Werknemersbijdrage verdubbeld
Dat de helft van de werknemersbijdrage (3%) werd toegevoegd aan een ander indexatiefonds, het fonds van PGB, is door de werkgever niet betwist, Dit doet niet af aan het feit dat de werknemersbijdrage ter indexering van de pensioenen, voor actieven en inactieven was verdubbeld.

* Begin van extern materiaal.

PR #430, opened 2024-12-12
Make the raw-string productions non-greedy, and describe the infallibility

### LINKED ISSUE #415: [v2] Should triple-quoted strings be allowed to contain unescaped quotes?

tabatkins:
Closes #415

Doing this as a PR to get another eye on it, otherwise I'll merge it myself in a bit.

### DIFF
--- a/SPEC.md
+++ b/SPEC.md
@@ -872,10 +872,10 @@ escape := ["\\bfnrts] | 'u{' hex-digit{1, 6} '}' | (unicode-space | newline)+
 hex-digit := [0-9a-fA-F]
 
 raw-string := '#' raw-string-quotes '#' | '#' raw-string '#'
-raw-string-quotes := '"' single-line-raw-string-body '"' | '"""' newline multi-line-raw-string-body newline unicode-space* '"""'
-single-line-raw-string-body := '' | (single-line-raw-string-char - '"') single-line-raw-string-char* | '"' (single-line-raw-string-char - '"') single-line-raw-string-char*
+raw-string-quotes := '"' single-line-raw-string-body '"' | '"""' newline multi-line-raw-string-body '"""'
+single-line-raw-string-body := '' | (single-line-raw-string-char - '"') single-line-raw-string-char*? | '"' (single-line-raw-string-char - '"') single-line-raw-string-char*?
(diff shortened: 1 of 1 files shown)


SPEC.md
```diff
@@ -928,6 +928,11 @@ Specifically:
   (`\\`).
 * `*` is used for "zero or more", `+` is used for "one or more", and `?` is
   used for "zero or one".
+* `*?` (used only in raw strings) indicates a *non-greedy* match.
+    It also indicates *infallibility*, with a scope of the `string` production:
+    once it successfully matches enough characters to satisfy that production
+    the first time, it is not allowed to backtrack and continue matching further,
+    even if that results in a parse failure.
```
Alch-Emi, line 935: Is this concept of infallibility a standard thing?  I'm a little new to the world of practical parsers, but I think this is my first time hearing it.  Having read the discussion in #​415 I think I understand what you mean (once the closing delimiter is parsed, that *must* be the closing delimiter for the string), but I think if I were going off of reading the grammar key alone, I wouldn't be able to understand.

In particular, I think the notion of success would confuse me.  Could parsing a single character count as success?  Has it succeeded once it's parsed until a single double-quote?  At which point is the parse locked-in?

If this is a standard concept that I just haven't been exposed to yet, I think it could be really helpful to link to an external document that explains it in more detail, maybe even with examples.  And if it's not, do you think you could go into a little more detail in this section so that folks who are new to the parsing scene (like me!) might have an easier time with it?

zkat: Yeah, “unrecoverable” errors are a common concept in parsing. Sometimes you know there’s absolutely nothing else something could be: https://docs.rs/winnow/latest/winnow/combinator/fn.cut_err.html

tabatkins: Yeah I think I should use the term "cut", that is more common in the literature. Let me reword.

zkat (approved):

De groep oud-werknemers hebben gesteld dat het deel van de werknemersbijdrage van 2016 tot en met 2020 jaarlijks ongeveer € 1.500.000 bedroeg, in totaal € 7.500.000. De werkgever heeft onderbouwd gesteld dat dit in de jaren 2016 tot en met 2020 € 5.568.668 was.
Ruimschoots gecompenseerd
De kantonrechter gaat uit van deze bedragen omdat de groep ex-werknemers uitgaat van een schatting en de werkgever het gestelde bedrag voldoende heeft onderbouwd. De totale bijdrage van de werkgever zou in de jaren 2016 tot en met 2020 € 2.940.000 geweest zijn. Dit bedrag bestaat uit de tabelbijdragen vermeerderd met € 50.000 per jaar. Daarmee is het wegvallen van de eigen bijdrage ruimschoots gecompenseerd. In hoeverre deze compensatie doorwerkt na 2021 hebben partijen niet gesteld en onderbouwd.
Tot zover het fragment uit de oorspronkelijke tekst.